The lines to copy are those holding the string "numbers" in the entries below.

- Opening Delimiter -

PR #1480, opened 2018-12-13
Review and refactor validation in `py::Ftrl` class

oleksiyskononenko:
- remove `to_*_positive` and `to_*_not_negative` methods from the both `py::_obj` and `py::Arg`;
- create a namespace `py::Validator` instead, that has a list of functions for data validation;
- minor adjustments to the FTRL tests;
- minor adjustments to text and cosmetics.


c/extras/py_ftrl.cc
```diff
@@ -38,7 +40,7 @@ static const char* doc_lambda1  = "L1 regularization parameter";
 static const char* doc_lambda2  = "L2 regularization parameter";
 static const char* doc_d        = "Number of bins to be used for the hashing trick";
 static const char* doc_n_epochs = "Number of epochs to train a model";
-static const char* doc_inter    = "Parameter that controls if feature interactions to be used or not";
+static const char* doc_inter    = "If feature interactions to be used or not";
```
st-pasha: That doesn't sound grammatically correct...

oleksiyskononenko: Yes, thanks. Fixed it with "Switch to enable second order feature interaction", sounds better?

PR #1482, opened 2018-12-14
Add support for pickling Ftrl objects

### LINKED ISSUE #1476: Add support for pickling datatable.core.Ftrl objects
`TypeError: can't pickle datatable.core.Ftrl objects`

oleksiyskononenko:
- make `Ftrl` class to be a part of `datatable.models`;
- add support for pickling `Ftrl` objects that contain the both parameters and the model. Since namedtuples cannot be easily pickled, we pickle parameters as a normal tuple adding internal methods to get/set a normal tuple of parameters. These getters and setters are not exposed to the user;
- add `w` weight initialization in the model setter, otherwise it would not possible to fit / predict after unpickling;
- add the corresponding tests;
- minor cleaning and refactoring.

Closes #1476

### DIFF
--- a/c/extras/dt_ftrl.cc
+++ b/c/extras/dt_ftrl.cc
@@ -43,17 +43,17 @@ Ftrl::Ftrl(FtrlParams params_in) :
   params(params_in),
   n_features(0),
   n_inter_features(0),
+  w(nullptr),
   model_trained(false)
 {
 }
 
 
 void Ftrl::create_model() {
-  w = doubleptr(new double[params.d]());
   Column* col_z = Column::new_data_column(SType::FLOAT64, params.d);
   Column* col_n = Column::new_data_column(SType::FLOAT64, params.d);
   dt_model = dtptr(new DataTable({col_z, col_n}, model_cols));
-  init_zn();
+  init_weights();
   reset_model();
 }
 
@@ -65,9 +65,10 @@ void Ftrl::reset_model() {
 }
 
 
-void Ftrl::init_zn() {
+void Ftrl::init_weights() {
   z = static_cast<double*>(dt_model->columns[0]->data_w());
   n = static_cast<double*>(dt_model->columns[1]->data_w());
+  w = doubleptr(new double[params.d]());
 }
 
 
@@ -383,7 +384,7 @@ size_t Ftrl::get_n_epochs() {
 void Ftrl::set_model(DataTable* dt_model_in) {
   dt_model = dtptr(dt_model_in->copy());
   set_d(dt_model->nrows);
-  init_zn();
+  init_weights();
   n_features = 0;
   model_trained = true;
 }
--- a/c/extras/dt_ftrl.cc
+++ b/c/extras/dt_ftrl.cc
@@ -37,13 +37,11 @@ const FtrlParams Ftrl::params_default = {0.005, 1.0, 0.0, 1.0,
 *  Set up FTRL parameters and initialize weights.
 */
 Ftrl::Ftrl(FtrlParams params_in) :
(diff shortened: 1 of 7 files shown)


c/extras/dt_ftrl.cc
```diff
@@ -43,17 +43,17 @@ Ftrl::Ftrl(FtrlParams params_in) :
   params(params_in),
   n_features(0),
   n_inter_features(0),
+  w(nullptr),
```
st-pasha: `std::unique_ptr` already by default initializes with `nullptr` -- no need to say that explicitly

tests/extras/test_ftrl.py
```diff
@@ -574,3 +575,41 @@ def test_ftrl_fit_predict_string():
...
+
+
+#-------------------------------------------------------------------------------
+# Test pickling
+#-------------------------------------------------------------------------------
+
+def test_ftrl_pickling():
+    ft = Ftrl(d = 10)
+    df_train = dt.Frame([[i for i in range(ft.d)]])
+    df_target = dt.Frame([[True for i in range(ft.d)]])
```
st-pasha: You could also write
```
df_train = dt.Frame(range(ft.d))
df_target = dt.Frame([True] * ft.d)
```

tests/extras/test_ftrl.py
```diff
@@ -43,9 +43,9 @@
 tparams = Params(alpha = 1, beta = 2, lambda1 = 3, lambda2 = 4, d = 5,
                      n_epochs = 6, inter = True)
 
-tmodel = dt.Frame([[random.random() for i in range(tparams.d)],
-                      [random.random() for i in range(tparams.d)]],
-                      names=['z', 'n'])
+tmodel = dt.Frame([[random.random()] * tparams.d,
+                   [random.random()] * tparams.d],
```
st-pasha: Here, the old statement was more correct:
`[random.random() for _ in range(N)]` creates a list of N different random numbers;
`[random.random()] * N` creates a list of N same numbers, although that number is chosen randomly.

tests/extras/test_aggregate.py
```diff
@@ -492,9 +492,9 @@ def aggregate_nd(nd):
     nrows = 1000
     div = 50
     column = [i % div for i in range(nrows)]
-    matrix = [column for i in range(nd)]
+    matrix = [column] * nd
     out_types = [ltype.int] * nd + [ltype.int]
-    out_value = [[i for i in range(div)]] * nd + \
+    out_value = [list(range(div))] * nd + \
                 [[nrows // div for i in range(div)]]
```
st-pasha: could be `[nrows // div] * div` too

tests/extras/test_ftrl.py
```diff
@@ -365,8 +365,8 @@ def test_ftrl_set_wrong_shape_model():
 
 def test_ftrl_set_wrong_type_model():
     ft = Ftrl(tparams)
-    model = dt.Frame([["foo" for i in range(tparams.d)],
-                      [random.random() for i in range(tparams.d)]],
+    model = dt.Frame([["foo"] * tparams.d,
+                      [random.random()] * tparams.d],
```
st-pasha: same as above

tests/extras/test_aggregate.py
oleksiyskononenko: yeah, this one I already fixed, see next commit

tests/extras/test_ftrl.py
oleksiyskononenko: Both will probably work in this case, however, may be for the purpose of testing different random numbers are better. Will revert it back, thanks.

- Closing Delimiter -
- Opening Delimiter -

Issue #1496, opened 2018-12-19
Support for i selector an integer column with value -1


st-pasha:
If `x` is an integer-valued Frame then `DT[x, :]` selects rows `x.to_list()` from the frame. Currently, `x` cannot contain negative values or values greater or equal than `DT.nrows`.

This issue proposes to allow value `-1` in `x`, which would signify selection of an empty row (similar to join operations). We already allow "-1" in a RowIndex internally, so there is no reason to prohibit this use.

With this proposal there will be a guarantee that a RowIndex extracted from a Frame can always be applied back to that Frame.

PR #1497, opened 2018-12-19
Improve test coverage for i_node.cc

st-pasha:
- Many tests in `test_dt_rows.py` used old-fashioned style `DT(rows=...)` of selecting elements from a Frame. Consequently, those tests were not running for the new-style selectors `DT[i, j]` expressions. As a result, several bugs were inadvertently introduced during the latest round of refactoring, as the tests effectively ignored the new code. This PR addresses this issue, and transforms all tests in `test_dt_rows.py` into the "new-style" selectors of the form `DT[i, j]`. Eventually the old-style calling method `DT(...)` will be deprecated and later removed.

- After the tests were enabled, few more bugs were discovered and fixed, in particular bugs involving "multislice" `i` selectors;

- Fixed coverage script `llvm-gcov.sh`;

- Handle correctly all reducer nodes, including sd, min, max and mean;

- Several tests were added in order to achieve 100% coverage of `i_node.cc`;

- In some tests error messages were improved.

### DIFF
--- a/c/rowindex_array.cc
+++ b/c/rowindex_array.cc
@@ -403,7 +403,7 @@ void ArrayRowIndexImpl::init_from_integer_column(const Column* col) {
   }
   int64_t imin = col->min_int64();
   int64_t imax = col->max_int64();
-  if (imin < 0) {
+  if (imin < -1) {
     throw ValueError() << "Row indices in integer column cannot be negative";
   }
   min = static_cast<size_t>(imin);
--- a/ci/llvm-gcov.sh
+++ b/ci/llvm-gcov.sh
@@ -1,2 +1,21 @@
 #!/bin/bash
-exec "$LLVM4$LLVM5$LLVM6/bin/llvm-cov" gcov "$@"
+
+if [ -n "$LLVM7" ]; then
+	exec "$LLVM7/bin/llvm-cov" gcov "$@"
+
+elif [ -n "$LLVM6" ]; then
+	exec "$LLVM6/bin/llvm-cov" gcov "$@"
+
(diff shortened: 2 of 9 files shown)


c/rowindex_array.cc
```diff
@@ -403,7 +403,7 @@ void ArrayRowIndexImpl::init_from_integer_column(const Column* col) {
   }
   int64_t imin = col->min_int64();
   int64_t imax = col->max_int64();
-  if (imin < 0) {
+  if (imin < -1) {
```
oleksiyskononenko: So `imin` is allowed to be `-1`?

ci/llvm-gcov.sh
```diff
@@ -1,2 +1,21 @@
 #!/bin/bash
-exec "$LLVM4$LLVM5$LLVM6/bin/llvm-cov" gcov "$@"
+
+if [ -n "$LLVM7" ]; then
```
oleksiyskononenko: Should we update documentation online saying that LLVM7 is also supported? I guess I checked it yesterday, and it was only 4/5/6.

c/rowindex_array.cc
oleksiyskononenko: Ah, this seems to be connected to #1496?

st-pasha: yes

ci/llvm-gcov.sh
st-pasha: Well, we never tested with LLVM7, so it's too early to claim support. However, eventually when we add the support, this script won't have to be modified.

- Closing Delimiter -

- _OUTPUT FOR THIS TASK_
`[random.random() for _ in range(N)]` creates a list of N different random numbers;
`[random.random()] * N` creates a list of N same numbers, although that number is chosen randomly.
oleksiyskononenko: Both will probably work in this case, however, may be for the purpose of testing different random numbers are better. Will revert it back, thanks.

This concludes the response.